His advisor, Harry Swinney, also was part of the group that discovered that corn starch and water, vibrated properly, opens a gateway to hell. Seriously, though, all of the stuff that comes out of the nonlinear dynamics group at UT is totally fun.
posted by Schismatic at 6:04 PM on March 3, 2008


These pictures are apparently making quite a splash.
posted by flapjax at midnite at 6:21 PM on March 3, 2008 [1 favorite]


Stone skipping is for wusses.
posted by ErWenn at 6:48 PM on March 3, 2008


Direct link to the Youtube, for the lazy.
posted by smackfu at 7:08 PM on March 3, 2008 [1 favorite]


Tres cool. Merci beaucoup!
posted by googly at 7:27 PM on March 3, 2008


While I found this pretty interesting, I damn you to hell, Schismatic, for leading me down a trail containing the phrase "pulsating corn starch holes".

I've heard it. And I can't unhear it.
posted by WolfDaddy at 8:07 PM on March 3, 2008


This is very interesting, I had never heard of this.

It reminds me of the Leidenfrost effect, as in both cases you have a gaseous boundary layer that separates the liquid from what it would otherwise be in contact with. I remember learning about the Leidenfrost effect from a Scientific American magazine in the late 1970's. I think it was in the "Amateur Scientist" section. I remember it being proposed as a prosaic explanation for fire walking, which is not correct. As a skeptic, it's detrimental to see incorrect explanations given for unusual phenomena.

Thanks, wonderful post.
posted by Tube at 8:30 PM on March 3, 2008


Damn, those pictures are fantastic. But I wish they had links to the original high-res ones. I like the gold atoms and their "unexpected geometries." Sounds like something a scientist like me would say just before my project expands to envelop the Earth and destroy all life.
posted by BlackLeotardFront at 9:09 PM on March 3, 2008


Wow. You know, looking at those nature.com pictures of the year (and specifically my favourites, the bouncing liquid and also number 8, "Dazzling Droplet"), I had a thought: I'm not God (and I don't mean to open the epic derail of whether or not there is one now, so let's not, please), but if I were, I'd get sorta frustrated sometimes. Because so much of my best work happened on a scale that was usually entirely overlooked. I'd want to say, look over here, look at this--look how perfect this is! And it would be hard to be patient about it. I might get disappointed. But, a few billion years later, when a few people finally did notice what it looks like when liquid bounces on liquid AND figured out how to take pictures of it happening so they could show other people too, I'd feel real proud, both of them and of myself. Because, after all this time, I'd finally know that someone else noticed what I'd been waiting to show them. And that, when finding it, they shared my excitement at witnessing something so perfect.

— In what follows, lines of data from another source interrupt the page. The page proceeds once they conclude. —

PR #1727, opened 2021-07-11
fix: click dialog cause the mask click event triggered

zxyao145:
The last fix was merged into the feature branch, so this fix wants to be merged into the feature branch

### 🤔 This is a ...

- [ ] New feature
- [x] Bug fix
- [ ] Demo update
- [ ] Component style update
- [ ] Refactoring
- [ ] Code style optimization
- [ ] Test Case
- [ ] Branch merge
- [ ] Other (about what?)

### 📝 Changelog

| Language   | Changelog |
| ---------- | --------- |
| 🇺🇸 English |  fix: click dialog cause the mask click event triggered   |
| 🇨🇳 Chinese |     修复dialog点击导致mask的点击事件被触发的bug      |

### DIFF
--- a/components/modal/core/Dialog.razor.cs
+++ b/components/modal/core/Dialog.razor.cs
@@ -138,20 +138,20 @@ namespace AntDesign
             _dialogMouseDown = true;
         }
 
-        private async Task OnMaskMouseUp()
-        {
-            if (Config.MaskClosable && _dialogMouseDown)
-            {
-                await Task.Delay(4);
-                _dialogMouseDown = false;
-            }
-        }
-
         private async Task OnMaskClick()
         {
-            if (Config.MaskClosable && !_dialogMouseDown)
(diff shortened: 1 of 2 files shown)


components/modal/core/Dialog.razor.cs
```diff
@@ -138,20 +138,20 @@ private void OnDialogMouseDown()
             _dialogMouseDown = true;
         }
 
-        private async Task OnMaskMouseUp()
```
zxyao145, line 141: I'm not sure why Antd listens to the mouseup event to determine if dialog was clicked.

It seems that it's OK to reset _dialogMouseDown in MaskClick, no matter whether the sub DOM is clicked or not, the mask click event is always triggered, and it is behind mouseup event. So I remove the MouseUp event of dialog-wrap DOM.

ElderJames (approved):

That's all I wanted to say. I'm an atheist, but I guess a good photo just makes you think those sorts of thoughts sometimes. Thanks for the link.
posted by roombythelake at 12:37 AM on March 4, 2008 [3 favorites]


Hah, let's see those College Station buffoons come up with something so cool! (Spoken as a UT graduate.) Seriously, cool post, I need to start reading those alumni newsletters from the College of Natural Sciences more carefully so I don't miss stuff like this.
posted by TedW at 4:51 AM on March 4, 2008


Great post—thanks!
posted by languagehat at 6:05 AM on March 4, 2008


If you like oddly-behaving liquids, this Kaye effect video is pretty cool.